Call me a fan boy, I really don't care. I'd much rather be happy with my purchases than complaining because I think somewhere, somehow, someplace, someone else might own something better. You know what? There will always be someone who owns something better. 

Finally, let's for once all be honest about something. There isn't a nickel's worth of difference between Nikon and Canon anyway.


----------



## Lawliet (Sep 1, 2014)

unfocused said:


> What's striking to me is why anyone would buy a product (and in another thread one of the most vocal complainers said he spent $25,000 on Canon gear) they don't like. And, if they bought something they didn't like, why would they choose to take their dissatisfaction to a forum, which is about the most ineffective way imaginable to complain.
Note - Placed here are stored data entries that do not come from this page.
PR #260, opened 2026-07-30
docs(adr): ADR-057 — JobScheduler SPI on virtual threads, no scheduled executor (v0.11 stream C)

arkstack-dev:
Opens Tier-1 stream C with its docs-only slice. Number reserved first in [exeris-docs#38](https://github.com/exeris-systems/exeris-docs/pull/38), content second.

Marked **ACCEPTED** on the same single-decider accepted-on-merge pattern as ADR-056. Two of its rulings **deviate from the ROADMAP entry**, so if either reads wrong to you, that's the thing to push back on — the rest follows from them.

## Deviation 1 — dispatch on virtual threads, not `StructuredTaskScope`

The ROADMAP sketches the Community driver on STS. STS is the kernel's only remaining preview dependency, and the default line carries exactly **four** import sites: `CommunityEventLoop`, `SubsystemOrchestrator`, `OutboxOrchestrator`, `InMemoryEventBus`. (Counted by import, not by mention — there are 18 files that *name* it, most in Javadoc.) A new subsystem built on STS would be a fifth, inside the milestone whose stated direction is removing them.

The ROADMAP already applies exactly this reasoning to the anticipated `KafkaEventLoop` — *"build it on the GA structured-concurrency layer from the start"*. It applies with more force here, because nothing is written yet. An ArchUnit rule pins it instead of leaving it to reviewer memory.

## Deviation 2 — no `ScheduledExecutorService`, so no scoped-ban exception

The ROADMAP asks for the STPE carve-out **and** for an injectable time source. Those are mutually exclusive, and that is the whole argument: `ScheduledThreadPoolExecutor` computes its deadlines from `System.nanoTime()` internally, with no seam to displace it. A driver timing through STPE **cannot** be driven by an injected clock — which puts the entry's own merge gate, a deterministic trigger TCK with no `Thread.sleep`, out of reach through it.

So the driver owns its timing loop: a delay-ordered queue and one dispatcher virtual thread. **Removing the exception beats documenting it** — the scoped-ban list is worth more while it stays empty.

Obligation 4 goes one step further than the ROADMAP: a time source alone isn't enough for determinism, because a test that advances a clock while the dispatcher sleeps on a real monitor still waits in wall-clock time. **The wait primitive is injected too.**

## Also ruled

- **Identity crosses the boundary by capture at submission** — and a job dispatched with *no* captured context **fails closed** rather than running under an ambient identity. That is ADR-012 §4a's reasoning applied to dispatch: a resolution the kernel cannot honour is a deny, not a downgrade. The ADR also says plainly that the captured context is a **snapshot**, so a job firing an hour later may run under authority since revoked — recorded rather than left to be discovered.
- **`JobHandle.cancel` + shutdown drain are the structured lifecycle boundary**, satisfying CLAUDE.md's unstructured-concurrency rule without depending on any orchestration helper.
- **Cron is the standard five fields, full stop** — no seconds, no `@reboot`, no extensions.

## Found while writing: a stale guard rationale

`ExerisArchitectureTest.noExecutorsAnywhere` states its reason as *"All concurrency must use `StructuredTaskScope` (JEP 525)"*. That predates the Platform Baseline and now contradicts it. **The rule stays — only its stated reason is stale**, and correcting the text rides the SPI PR. Flagging it here because a rule whose rationale argues for the thing the milestone is removing is the kind of guard someone eventually "fixes" in the wrong direction.

## Trade-offs, recorded not argued away

The driver now owns timing code the JDK already ships correctly — drift on periodic triggers, clock adjustment, and cancellation races are exactly the corners STPE gets right, and the TCK has to carry that cost. And bare virtual threads give containment **by rule** where a structured scope gives it **by construction**.

## Verification

Docs-only. Cross-references checked to resolve: ADR-012, ADR-056, `docs/subsystems/flow.md`, ROADMAP §"Platform Baseline for 1.0 GA" (line 1955), CLAUDE.md §"Scoped Bans". The four STS sites and the `noExecutorsAnywhere` rule text were read from source, not from the ROADMAP. The JFR single-phase claim cites the existing in-code precedent in `CommunityOidcIdentityProvider.authenticate`.

Next slice (S8) is the SPI + Loom driver + `AbstractJobSchedulerTck`.


arkstack-dev:
Nit closed in `c3536007` — the finding was correct, and it was an oversight, not a considered cut.

**Excluded rather than restored**, and the reasoning lands on a slightly different axis than the one suggested: **coupling direction**.

"Run this job when event X occurs" is already expressible — an event handler calls `submit`, and the job gains context capture, a handle, cancellation, and JFR events by that route. A trigger *kind* would instead make `spi.scheduling` depend on `spi.events` to name the subscription: an events dependency inside the scheduling contract, bought for something composition already covers. Events submitting jobs keeps both contracts narrow; the reverse is a seam the kernel maintains forever for no capability gained.

Also named the part of that request that *is* genuinely scheduler-shaped — debounce and rate-limit semantics — as **dispatch policy rather than a trigger kind**, and out of v0.11 either way, so it doesn't come back as "well, event-driven meant *this*".

Placed next to the Flow/DAG exclusion so both boundary arguments read together: the scheduler composes with its neighbours instead of absorbing them. Obligation 7 now states the trigger set explicitly and points at the fence, and the ROADMAP annotation carries it as a third departure — so the trigger list can't drift before S8 encodes `JobTrigger` off this ADR.

Thanks for checking the STS count, the guard rationale, and the Platform-Baseline scoping against source rather than against the PR body — particularly the observation that the GA fork/join layer is scoped to the four existing sites and is *not* offered as a primitive for new subsystems. That's the reading Deviation 1 depends on, and it's worth having stated by someone other than the author.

Just return the product, or sell it and chalk up any loss to experience.



That's called vendor lock in.
For a company it has the advantage of making the cost of changing prohibitive...until the wheel turns and you have to fight an uphill battle.


----------



## x-vision (Sep 1, 2014)

JohanCruyff said:


> Any thoughts?



Before 2007, Nikon didn't have FF cameras. 
Even their top of the line pro model, the D2X, had a DX format sensor (1.5x crop). 

So, at that time, Nikon apologists were claiming that the DX format was in fact better than FF.
One of their arguments, for example, was that FF suffers from soft corners and vignetting - and hence DX was better.

But while the apologists were arguing, pros were switching en masse to Canon. 
Nikon, of course, took notice and started offering FF cameras.

Today, we have Canon apologists arguing that you don't need more DR (and resolution) than what Canon is already offering. 
The situation is definitely not as bad as the DX vs FF scenario of the past but bears many similarities.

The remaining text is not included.